Example: Vendor-Level Break-Even Analysis

Vendors above the $4,800 break-even threshold are consuming excess capital

Metric 6 — Marketing Expense as a Percentage of Projected Revenue

Definition: Total marketing spend divided by projected pipeline value of cases signed from that spend, expressed as a percentage.

Why it matters: This metric frames marketing as a revenue investment rather than an operating expense. It answers the question: for every dollar we expect to generate in net fees, how much are we spending to acquire the client?

Most PI firms that track this carefully find they're spending somewhere between 12–22% of projected net fees on marketing. Firms that are consistently above 25% are acquiring cases at a cost that may be unsustainable as overhead and case costs are factored in. Firms below 10% may be underinvesting in growth.

How to calculate it:

Marketing as % of projected revenue = Monthly marketing spend / (Signed cases × average projected net fee)

Example: $210,000 spend / $1,010,000 projected pipeline value = 20.8%.

What good looks like: A ratio that is stable over time and within a range your firm has deliberately targeted. Rising ratios mean acquisition costs are growing faster than case values — a pattern that needs investigation.

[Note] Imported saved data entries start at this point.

PR #40072, opened 2021-12-16
[8.x] move maintenance mode logic

wimulkeman:

Overwriting the logic may be needed if for example the application is run on multiple servers. In this case the developer would want to extend the storage logic for the maintenance mode to implement a solution that can change the maintenance state for all the servers at once and reverse the maintenance mode with one command.

By separating the maintenance mode logic the framework opens the door for packages that could handle the maintenance mode through different mechanisms like using the cache (as proposed in a blog https://www.raypold.com/posts/laravel-distributed-maintenance-mode/).

The need for this was shown within the discussions https://github.com/laravel/ideas/issues/1944 and https://github.com/laravel/framework/discussions/36474.

Fixes #36474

The 6 Financial Metrics at a Glance

1. Blended CPC

$3,134

Total spend ÷ total signed cases

2. CPC by Vendor

Varies

Source-level cost accountability

3. Rolling 18-Mo ROI

5.4x

Net fees ÷ marketing spend

4. Pipeline Value

$2.5M

Projected fees from open cases

5. Net Fee by Source

Varies

Settlement value by vendor

6. Marketing as % Rev

12-22%

Spend ÷ projected revenue

How to Use These Metrics Together

These six metrics form a complete picture of marketing financial performance when read together:

  • Metrics 1 and 2(cost per case blended and by vendor) tell you whether you're acquiring cases efficiently.
  • Metric 3 (rolling ROI) tells you whether your marketing investment is profitable over time.
  • Metric 4 (pipeline value) tells you whether current marketing is building future revenue.
  • Metric 5(net fee by lead source) tells you whether the cases you're acquiring are worth what you're paying.
  • Metric 6 (marketing as % of revenue) provides the financial frame that contextualizes all the others.

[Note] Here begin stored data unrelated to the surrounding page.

PR #40283, opened 2022-01-07
[8.x] Update PHPDoc of Collection::forget()

liquid207:
The PHPDoc of Collection::forget() is

```
/**
 * Remove an item from the collection by key.
 *
 * @param  string|array  $keys
 * @return $this
 */
public function forget($keys)
```

Available types of $keys is string|array, missing int, this PR add it.

### DIFF
--- a/src/Illuminate/Collections/Collection.php
+++ b/src/Illuminate/Collections/Collection.php
@@ -1628,7 +1628,7 @@ class Collection implements ArrayAccess, CanBeEscapedWhenCastToString, Enumerabl
     /**
      * Unset the item at a given offset.
      *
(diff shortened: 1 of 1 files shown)


src/Illuminate/Collections/Collection.php
```diff
@@ -1628,7 +1628,7 @@ public function offsetSet($key, $value)
     /**
      * Unset the item at a given offset.
      *
-     * @param  string  $key
+     * @param  string|int  $key
```
driesvints, line 1631: This should be `mixed` actually: https://www.php.net/manual/en/arrayaccess.offsetunset.php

A marketing director who owns all six metrics, and can speak to each one with current data, has everything needed to run the marketing function as a financially accountable growth engine — not just a lead generation cost center.

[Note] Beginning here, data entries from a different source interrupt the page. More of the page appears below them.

PR #40285, opened 2022-01-07
[8.x] Added whenContains and whenContainsAll to Stringable

telkins:
I mainly did this because I wanted to combine `when()` and `contains()`: `whenContains()`.  I added `whenContainsAll()` since it was quite similar.

I would also have taken the time to implement `whenXyz()` for all of the "check-like" methods on the class:
* `endsWith()`
* `exactly()`
* `is()`
* `isAscii()`
* `isUuid()`
* `test()`
* `startsWith()`

Please let me know if it's worthwhile or not.  I can definitely see it being valuable, so I'm happy to add these as well. 🤓

### DIFF
--- a/src/Illuminate/Support/Stringable.php
+++ b/src/Illuminate/Support/Stringable.php
@@ -766,6 +766,52 @@ class Stringable implements JsonSerializable
     }
 
     /**
+     * Execute the given callback if the string contains a given substring.
+     *
+     * @param  string|array  $needles
+     * @param  callable  $callback
+     * @param  callable|null  $default
+     * @return static
+     */
+    public function whenContains($needles, $callback, $default = null)
+    {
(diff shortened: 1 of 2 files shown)


telkins:
I realized that I ought to maybe make an example to demonstrate how this can help.

Unless I'm missing something, here's an example of how things might have to be done before this PR:
```php
$stringable = Str::of('some important announcement');

if ($stringable->contains(['important', 'emergency'])) {
    $stringable->upper();
}

return (string) $stringable;

// SOME IMPORTANT ANNOUNCEMENT
```

After:
```php
return (string) Str::of('some important announcement')
    ->whenContains(
        ['important', 'emergency'],
        fn (Stringable $stringable) => $stringable->upper(),
    );
}

// SOME IMPORTANT ANNOUNCEMENT
```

Implementation Priority Order
1

Blended Cost Per Case

Achievable in 30 days — you likely have the inputs already

2

Cost Per Case by Vendor

Requires lead source tagging in intake

3

Rolling 18-Month ROI

Pull settlement data from accounting

4

Projected Pipeline Value

Calculate historical avg net fee by case type

5

Net Fee Per Lead Source

Requires persistent source tagging through settlement

6

Marketing as % of Revenue

Follows naturally from metrics 4 and 5

Where to Start If You Don't Have These Numbers Yet

If you can't calculate all six metrics today, don't try to solve everything at once. Prioritize in this order:

  1. Blended cost per case (you probably have the inputs already)
  2. Cost per case by vendor (requires lead source tagging in intake)
  3. Rolling 18-month ROI (requires pulling settlement data from accounting)
  4. Projected pipeline value (requires historical average net fee by case type)
  5. Average net fee per lead source (requires persistent source tagging through settlement)
  6. Marketing as % of projected revenue (follows from 4 and 5)

Each step builds the data infrastructure for the next. The first two metrics are achievable in 30 days for most firms. The full set, with reliable settlement attribution, typically takes 12–18 months to build properly — but the value compounds at every step along the way.